ASSIGNMENT
Write out the records once more, exactly as given.

RECORD EXCERPTS
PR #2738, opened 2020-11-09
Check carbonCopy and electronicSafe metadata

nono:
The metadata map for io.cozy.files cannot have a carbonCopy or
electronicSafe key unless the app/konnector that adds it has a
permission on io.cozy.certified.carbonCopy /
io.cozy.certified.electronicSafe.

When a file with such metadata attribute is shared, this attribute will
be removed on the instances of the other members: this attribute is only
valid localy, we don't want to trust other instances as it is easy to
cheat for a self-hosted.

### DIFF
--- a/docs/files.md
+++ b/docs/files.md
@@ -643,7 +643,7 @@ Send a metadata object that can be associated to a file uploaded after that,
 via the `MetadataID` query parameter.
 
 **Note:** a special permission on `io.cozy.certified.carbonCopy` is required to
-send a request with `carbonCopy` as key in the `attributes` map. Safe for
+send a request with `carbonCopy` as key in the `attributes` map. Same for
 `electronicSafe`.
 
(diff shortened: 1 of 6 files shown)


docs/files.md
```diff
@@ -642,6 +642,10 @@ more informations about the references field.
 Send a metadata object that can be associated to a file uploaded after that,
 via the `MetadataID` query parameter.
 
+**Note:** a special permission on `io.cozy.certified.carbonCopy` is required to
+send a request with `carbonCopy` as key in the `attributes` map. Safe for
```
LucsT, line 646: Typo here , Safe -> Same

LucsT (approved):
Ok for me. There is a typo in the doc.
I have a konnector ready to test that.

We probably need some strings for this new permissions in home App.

SOLUTION
PR #2738, opened 2020-11-09
Check carbonCopy and electronicSafe metadata

nono:
The metadata map for io.cozy.files cannot have a carbonCopy or
electronicSafe key unless the app/konnector that adds it has a
permission on io.cozy.certified.carbonCopy /
io.cozy.certified.electronicSafe.

When a file with such metadata attribute is shared, this attribute will
be removed on the instances of the other members: this attribute is only
valid localy, we don't want to trust other instances as it is easy to
cheat for a self-hosted.

### DIFF
--- a/docs/files.md
+++ b/docs/files.md
@@ -643,7 +643,7 @@ Send a metadata object that can be associated to a file uploaded after that,
 via the `MetadataID` query parameter.
 
 **Note:** a special permission on `io.cozy.certified.carbonCopy` is required to
-send a request with `carbonCopy` as key in the `attributes` map. Safe for
+send a request with `carbonCopy` as key in the `attributes` map. Same for
 `electronicSafe`.
 
(diff shortened: 1 of 6 files shown)


docs/files.md
```diff
@@ -642,6 +642,10 @@ more informations about the references field.
 Send a metadata object that can be associated to a file uploaded after that,
 via the `MetadataID` query parameter.
 
+**Note:** a special permission on `io.cozy.certified.carbonCopy` is required to
+send a request with `carbonCopy` as key in the `attributes` map. Safe for
```
LucsT, line 646: Typo here , Safe -> Same

LucsT (approved):
Ok for me. There is a typo in the doc.
I have a konnector ready to test that.

We probably need some strings for this new permissions in home App.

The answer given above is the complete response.